Par Gérard DUBÉ – collaboration spéciale

Il y a pourtant un énorme déséquilibre entre les bienfaits et les problèmes engendrés par cette technologie galopante. Une récente enquête commissionnée par le gouvernement américain (2) démontre deux façons que l’IA pourrait poser des menaces existentielles pour les êtres humains. Le gouvernement canadien semble indifférent aux conclusions de cette étude. Le pourquoi de cette tribune libre.

L’accélération exponentielle des développements de l’IA nous donne peu de temps à réagir de façon humaine, elle exige un peu de silence et puis de réflexion et de discussion. C’est ce que je cherche à provoquer.

Étant bien du même avis qu’Aurélien Barrau « …nous tentons de créer un virus et son vaccin. Peut-être eut-il été raisonnable de renoncer au pathogène… » (3), je propose quatre tribunes libres à ce sujet.

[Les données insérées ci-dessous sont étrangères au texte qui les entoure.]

PR #3656, opened 2021-08-18
Back port of connectivity warnings to 0.9.8

eskimor:
* Warn on low connectivity.

* Better timeout and docs.

* Review remarks.


eskimor:
I had that deployed on a validator before that release. Still using it for debugging - I will make it a draft to avoid confusion.

PR #448, opened 2015-03-06
Use connect_to_raillike for default:rail

Wuzzy2:
This tiny PR adds the group `connect_to_raillike=2` to `default:rail`.
The rationale behind this is to make it easier for other mods to extend on this without having to overwrite `default:rail`.

Related:
https://github.com/minetest/minetest/commit/b65c7ab4a43b082fd798eded3ca3c67fb66fad3f
https://github.com/minetest/minetest_game/pull/435


PilzAdam:
Document the used values in game_api.txt maybe? (WIth a hint that `minetest.registered_nodes["default:rail"].groups.connect_to_raillike` should be used instead of hard coding the value in mods)

Wuzzy2:
Okay, it is documented.
However, I disagree with that modders should use `minetest.registered_nodes["default:rail"].groups.connect_to_raillike`.
First, this is a mouthful, second, the choice of `default:rail` becomes arbitrary as soon as minetest_game itself adds further rail types. If you take gunpowder trails into account.

What do you think of this alternative idea?: Just add (and document) some global variables, like this:
```
default.connect_to_raillike.rails = 2
default.connect_to_raillike.gunpowder = 3 -- if gunpowder trails get merged
```

PilzAdam:
@Wuzzy2 
The choice is not arbitrary, since you use that group to connect your rails to the default rails, so you want to be sure that you have the same group rating as the default rail.
You can always break the API, this is not a valid argument.
Moving this to global variables would separate nodedef fields from the nodedef tables (as it was previously done with WATER_VISC).

Wuzzy2:
> Moving this to global variables would separate nodedef fields from the nodedef tables (as it was previously done with WATER_VISC).

How about this then?:
```
default.connect_to_raillike.rails = 2
```
(or whatever style you'd prefer)

Later, in the node definiton of `default:rail`:
```
groups = { --[[ other groups ..., ]] connect_to_raillike = default.connect_to_raillike.rails },
```

Novatux:
Something like default.connect_to_raillike.<groupname> seems to be the best idea for me, or perhaps what was suggested in https://github.com/minetest/minetest/issues/2385 in builtin could be good too.

ShadowNinja:
Something like the following needs to be added to builtin to make this easier for everybody and prevent collisions:
```Lua
do
	local ids = {}
	local cur_id = 0
	function core.raillike_group(name)
		local id = ids[name]
		if not id then
			cur_id = cur_id + 1
			ids[name] = cur_id
			return cur_id
		end
		return id
	end
end
```
And of course it has to be documented in `lua_api.txt`.

Wuzzy2:
Okay, I have now the changed the way how the connect_to_raillike numbers are used. I did is as described in my previous post.


@ShadowNinja: Feel free to open a new PR/issue.  :P

Novatux:
Could you update it to work with https://github.com/minetest/minetest/commit/75622c30beb390b7ed578010a00390aa971b3951 please?

Wuzzy2:
@Novatux: Done. WARNING: I have messed up this branch, don't merge it. Merge #511 instead.

PR #450, opened 2015-03-07
Make TNT respect on_blast, implement on_blast for some nodes

Wuzzy2:
This PR alters the way how TNT destroys nodes in a way which I think is much saner and more mod-friendly.

It makes TNT check first whether the node which is about to be destoyed implements `on_blast`, a function which is supposed to be called when explosions occour (see `lua_api.txt`). If this function exists, this function will be called. If this function does not exist, the TNT reverts to the default behavior, which is destroying the node with `minetest.remove_node`.
This should now finally make it possible to define nodes which are able to “defend themselves” against TNT explosions.

While I was at it, I also implemented on_blast for the following nodes:
- Steel Door: Ignores explosion (meaning that it does not get destroyed)
- Locked Chest: Ignores explosion
- Fire: Ignores explosion
- TNT: Starts burning
- Burning TNT: Ignores explosion
- Gunpowder: Starts burning
- Burning Gunpowder: Ignores explosion

This also replaces some of the destruction logic from the TNT node itself, it now only checks against air directly.

### DIFF
--- a/mods/doors/init.lua
+++ b/mods/doors/init.lua
@@ -25,6 +25,9 @@ function doors.register_door(name, def)
 	if not def.sound_open_door then
 		def.sound_open_door = "doors_door_open"
 	end
+	if def.only_placer_can_open then
+		def.on_blast = function() end
+	end
 	
 	
 	minetest.register_craftitem(name, {
@@ -173,7 +176,8 @@ function doors.register_door(name, def)
 		
 		can_dig = check_player_priv,
 		sounds = def.sounds,
-        	sunlight_propagates = def.sunlight
+		sunlight_propagates = def.sunlight,
+		on_blast = def.on_blast,
 	})
 
 	minetest.register_node(name.."_t_1", {
@@ -205,7 +209,8 @@ function doors.register_door(name, def)
 		
 		can_dig = check_player_priv,
 		sounds = def.sounds,
-        	sunlight_propagates = def.sunlight,
+		sunlight_propagates = def.sunlight,
+		on_blast = def.on_blast,
 	})
 
 	minetest.register_node(name.."_b_2", {
@@ -237,7 +242,8 @@ function doors.register_door(name, def)
 		
 		can_dig = check_player_priv,
 		sounds = def.sounds,
-        	sunlight_propagates = def.sunlight
+		sunlight_propagates = def.sunlight,
+		on_blast = def.on_blast,
 	})
 
 	minetest.register_node(name.."_t_2", {
@@ -269,7 +275,8 @@ function doors.register_door(name, def)
 		
 		can_dig = check_player_priv,
 		sounds = def.sounds,
-        	sunlight_propagates = def.sunlight
+		sunlight_propagates = def.sunlight,
+		on_blast = def.on_blast,
 	})
 
 end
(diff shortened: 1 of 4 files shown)


PilzAdam:
:+1:
Maybe but a comment in the empty on_blast functions, to clarify that it means that they are not affected by explosions.

LeMagnesium:
:+1: It allows us to protect some nodes which souldn't be destroyed, be randomly destroyed or stay saved.
Also, when a chest is exploded, it should drop its content to the ground, with `minetest.add_item`, to keep the items placed being so players could get them back.

C1ffisme:
:+1: 

What about obsidian and default:cloud? They could ignore the explosion, just to give players and server moderators a way to protect their builds.

Novatux:
Looks good, but some normal nodes (I mean, nodes you can build with) could be protected against blast (perhaps nodes such as some metal blocks would be a good idea).

C1ffisme:
Yeah, or perhaps each metal/obsidian block could have their own destruction scripts with a chance wheather or not they blow up.

Wuzzy2:
Comments have been added.
There does not seem to be a consensus about what to do with other nodes. Therefore, I won't add any further on_blast functions. If anyone insists, it can be done in a new PR. :P

mods/tnt/init.lua
```diff
@@ -82,7 +82,14 @@ local function destroy(drops, pos, cid)
 	if def and def.flammable then
 		minetest.set_node(pos, fire_node)
 	else
-		minetest.remove_node(pos)
+		local nodename = minetest.get_node(pos).name
+		local on_blast = minetest.registered_nodes[nodename].on_blast
```
ShadowNinja: Use the `cid_data` cache for this to prevent the expensive lookups.

sfan5:
:+1:

Wuzzy2:
@PilzAdam and @ShadowNinja: Done.

Novatux:
You should make on_blast destruct the other part of the object for multi-node objects (doors, beds, etc.) too; otherwise, looks good.

Wuzzy2:
@Novatux: Done.

I have added `on_blast` for doors. When one piece of the door gets its `on_blast` called, both parts are destroyed. There are no drops.

Beds seem to already work out of the box, because they use `on_destruct`. Implementing `on_blast` seems to be redundant here. I have also tested it, blasts seem to always destroy the whole bed.

There are no other multi-node objects in Minetest Game as far I know.

Novatux:
https://github.com/minetest/minetest_game/commit/8bc8dd64c56b6c5a7350fb7504864acf116f447f

mods/doors/init.lua
```diff
@@ -108,6 +108,33 @@ function doors.register_door(name, def)
...
+					pos.y = pos.y + 1
+					check_and_blast(pos, name..other_door_type)
+				end
+			elseif door_type == "_t_1" or door_type == "_t_2" then
+				return function(pos, intensity)
+					check_and_blast(pos, name..door_type)
+					pos.y = pos.y - 1
+					check_and_blast(pos, name..other_door_type)
+				end
+			end
```
ShadowNinja: This should use `elseif` rather than an `else if then end` chain.
Also, you can add a `step` value of `1` or `-1` instead of copy-pasting the function.

PR #456, opened 2015-03-11
play a sound if someone tries to open a locked chest that doesn't belong to him/her/it

HybridDog:
sound file from http://freesound.org/people/nhaudio/sounds/192416/ (CC0), edited with audacity
https://github.com/minetest/minetest_game/pull/456/files?w=1


kilbith:
Basically agree with the idea but :-1: with the sound itself, that has nothing to do with a latch sound.

SmallJoker:
This is like the toilet from homedecor. People love to make sounds and those can get very noisy.

HybridDog:
>People love to make sounds and those can get very noisy.

as far as l know this is realistic

PilzAdam:
Why only a sound for this case? Chests should also have sounds when normally opening them.

HybridDog:
>Chests should also have sounds when normally opening them.

but when someone opens the chest it looks closed

tenplus1:
Realistic would be if owner opens chest, chest looks opened, and other players can take stuff while chest is open :))))

PR #460, opened 2015-03-14
Add charcoal and notification of bone coordinate

Rui914:
Note: This is not a good texture


MT-Modder:
I like it :+1: Texture looks good to me.

C1ffisme:
:+1:  And the texture actually looks pretty good!

However, you need to split your pulls. Have one pull be to add charcoal, and another to notify bone coords.

Actually, do not add a pull for bone coordinate chatting, that would be a duplicate of another pull.

Rui914:
#463

PR #462, opened 2015-03-14
Keep a bucket of liquid in creative mode

Rui914:


C1ffisme:
Hold on, make it use proper indentation. The return needs to be moved up with a Tab.

Rui914:
Fixed.

PilzAdam:
Whats the usecase for this? You can just get the liquid source blocks if you want to place them a lot.

BlockMen:
@PilzAdam but why then having buckets at all in creative mode? Should get added IMO

PilzAdam:
@BlockMen maybe to remove liquids, so picking up liquids in creative could leave the bucket empty.

PR #463, opened 2015-03-14
Add Charcoal

Rui914:
split


kilbith:
:-1: Redundant with the coal.

C1ffisme:
Anyway, :+1: .

Calinou:
Charcoal was removed in early 2012 because celeron55 found it made the game too easy.

Rui914:
This is I think not detract game balance.
But, if you are a negative, I close this request.

C1ffisme:
@Calinou I don't think so. Players need to get torches REALLY early into the game. It's terrible having to search for a cliff face to mine coal off.

However, if this does make the game too easy, then you can change charcoal around. Perhaps it should have less burntime. Also, blocks of coal don't use group:coal, I believe. If charcoal can't make coal blocks, then you have another disadvantage of charcoal.

Or maybe charcoal makes the game too easy because there isn't much game after mining and getting diamonds.

As I've said many times, minetest needs goals.

HybridDog:
>It's terrible having to search for a cliff face to mine coal off.

In minetest you can dig straight down, the sunlight shines into your mine.
When you want to get back, you make a shift stopper and type /home.

C1ffisme:
> In minetest you can dig straight down,

Um, hello? 
screenshot_1745016150
Remember about this stuff? That dense, hard to swim through, white hot stuff called lava? And then there are those things called bones. They drop when you die in this stuff.

HybridDog:
>That dense, hard to swim through, white hot stuff called lava?

you need to type /home fast and you don't take all your valuable stuff with you when mining

LeMagnesium:
To go back to the subject, do you know how much time it takes for me to craft my first torches when I just joined a new game in survival mode without any privilege other than interact and shout? About 3 minutes in fact. Even if it's night, all you have to do is find the first tree you see, dig it completly, craft a wooden pickaxe, and look around all the caves' entries you have, or even plain stone, and you will find coal very fast. If you want, you can even craft a stone pickaxe which will give you more time to find your first coals. If charcoal is added just to let us craft torches faster, then the game becomes too much easy, and I don't want that.

C1ffisme:
You could, as I said, add advantages for coal and remove advantages for charcoal. Plus, it takes a lot of time to dig a tree with your hand, so getting a lot of charcoal is hard!

Why not make coal deeper underground, so you have to make charcoal, and then once you have hit coal you can use that.

And like I said, make charcoal a quicker consumed material.

LeMagnesium:
> Plus, it takes a lot of time to dig a tree with your hand
About 30 seconds.

If you add charcoal, keep coal as it is now, and make charcoal less useful than it is now (no big burntime, etc). I disapprove adding it, but other people may want it.

thatgraemeguy:
Not really sure what the point of adding charcoal is? How is it significantly different from coal?

Rui914:
Become easier to at making such as torches.
But, cannot make coal block.

thatgraemeguy:
I just started a fresh world and managed to make 12 torches in under 2 minutes. That's pretty easy as-is.

:-1:

Rui914:
OK.
This request is not required.

Megaf:
I believe this should be reopened and and merged.
@ShadowNinja @Zeno- @PilzAdam 

It would in fact facilitate players lives and make the game more fun.

thatgraemeguy:
Facilitate in what way? I still can't see what this adds over just plain coal.

Megaf:
@thatgraemeguy 
1. It's logical to burn wood to get coal.
2. It removes the need of having to make a pick axe to get coal.
3. Making crafting of torches much easier.

I has happened already to me, I was inside a cave and just ran out of torches and coal and tools, so I couldn't get anything else because I had only wood.

Instead of discussing why we should have coal from wood, can you give a strong point on why we shouldn't have?

It doesn't make the game heavier, slower nor more complex. It doesn't introduce any regression. It's easy to revert, so why not add it?

0-afflatus:
It should be a separate mod

HybridDog:
>It should be a separate mod

lf l remember correctly there are already lots of  charcoal mods.

BlockMen:
Added in Minetest NeXt.
https://github.com/BlockMen/minetest_next/commit/1f3aebd430db986c4287101c0db3a3e2dbf8bb84

C1ffisme:
I think that adding charcoal might be useful if you are running a sky island server. Where you can't mine coal. This creates a way for people with limited resources to make torches.

Besides, why should something like torches be so hard to get? It's not like there are any mobs anyway. Torches just mean you don't have to turn your brightness level up.

HybridDog:
>I think that adding charcoal might be useful if you are running a sky island server. Where you can't mine coal. 

yes, and leaves rot to dirt instead of disappearing when decaying

>Besides, why should something like torches be so hard to get?

It's very easy to get torches, just dig a few trunks, craft a wooden pickaxe and mine a bit down.

C1ffisme:
@HybridDog Exactly. If something like this is so easy to get, then why is it suddenly controversial to add another method to get it. It's like not letting someone use lava and water to make stone. It gets extremely common after a while, so one other method doesn't matter.

If you really have a problem with this easy way of getting coal, then make it less powerful than coal, but don't not add a feature because it "makes the game too easy" at the very start. (Hint: That's when the game is SUPPOSED to be easy. Is coal supposed to be rare, and diamond supposed to be everywhere?)

HybridDog:
l think the goal of the game is to find out new nodes and their functions, etc.
but not to slowly get more and more valuable items that the previous ones (stone pick) can be trashed

ShadowNinja:
FWIW I've added basically the same thing to one of my servers (coal has to be renewable on it), althoug I just made it convert to coal directly since I didn't want to modify mt_game or spend much time on it.
It doesn't really make the game much easier IMO because if you're mining enough to have decent tools (or build anything advanced like the Technic stuff) you'll have plenty of coal, and you only really need coal for torches.  You just need to find some stone and build a furnace instead of finding some coal.  It might be slightly easier at the start of the game, but coal soon becomes a non-issue.

PR #466, opened 2015-03-17
Add Furnace particle

Rui914:
Coded:Hybrid Dog
Code:https://forum.minetest.net/viewtopic.php?f=47&t=4668&start=1725#p172778

Note: This is not a good texture


C1ffisme:
:+1:

LeMagnesium:
Are you sure it doesn't create lag?
If it doesn't then why not adding this, but since particles are still a bit laggy it should be tested.

C1ffisme:
@Rui914 Why did you close this? I think you should comment your reasons before closing.

Rui914:
After resolving the lag problems, to open.

HybridDog:
the "Small Fix" tries to register a new abm every time the usual abm's function is run and causes an error (because of the end which…)

Rui914:
Maybe Fixed.

BlockMen:
Particles add too much traffic for such an unimportant effect. Shouldn't be added

PilzAdam:
@BlockMen 704 bytes (including the UDP header) per 2 seconds per furnace are too much? (I assume that the 1.5 interval is equal to 2, since only integers are allowed).
Player movement is 240 bytes (including UDP header) which is sent each step (with `dedicated_server_step = 0.1` by default). So a player, by simply moving, causes almost 7 times the traffic a furnace would cause with these particles.

BlockMen:
@PilzAdam Yes, at least when there are more than 5 active players. Particles send on a second (or 2 second) loop to each client can slow down a server a lot. And that we add these packets for a minimal visual change is not worth it.

nerzhul:
Network is not a problem here. Packet sending is efficient. If particle add lag , please look at the spawner algorithm

C1ffisme:
@PilzAdam 70% of a kilobyte? My goodness, there are text files smaller than that. And several of those per furnace... 

What happens if after several (real-time) days of mining, I light up my 16 furnaces all at once? I'd rather spend only 1 kilobyte of memory on that, rather than have possibly hundreds of furnaces generating, almost a megabyte...

PilzAdam:
@C1ffisme are you sure you understand what you are talking about?
See my previous post about player movement, to have a reference.
Also you'd need several thousand furnaces to generate a megabyte of traffic, not hundreds.

C1ffisme:
@PilzAdam True, but thinking about the future, there are minecraft servers with hundreds of people. And I did say almost.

L’un des mythes les plus pernicieux du numérique est qu’il est, on ne sait trop comment, sans poids et immatériel (4). « L’IA est brutalement énergivore!… Les technologies d’informations et communications (TIC) consomment environ 10 % de l’électricité mondiale – soit l’équivalent de 100 réacteurs nucléaires… » ; au troisième rang après la Chine et les É.-U. comme consommateur d’électricité… et représente 4 % des gaz à effet de serre (GES) mondiaux (5). Ces données étant de 2019,

on prévoit qu’elles auront doublé par 2025. En 2023, 63 % de la production mondiale d’électricité provient des énergies fossiles. Toujours en 2023, malgré une augmentation spectaculaire de 50 % du photovoltaïque et éolien des énergies dites renouvelables, la consommation d’énergie fossile reste plus élevée que jamais. « L’histoire de l’énergie n’est pas celle de transitions, mais celle d’additions successives des nouvelles sources d’énergies primaires. » (6)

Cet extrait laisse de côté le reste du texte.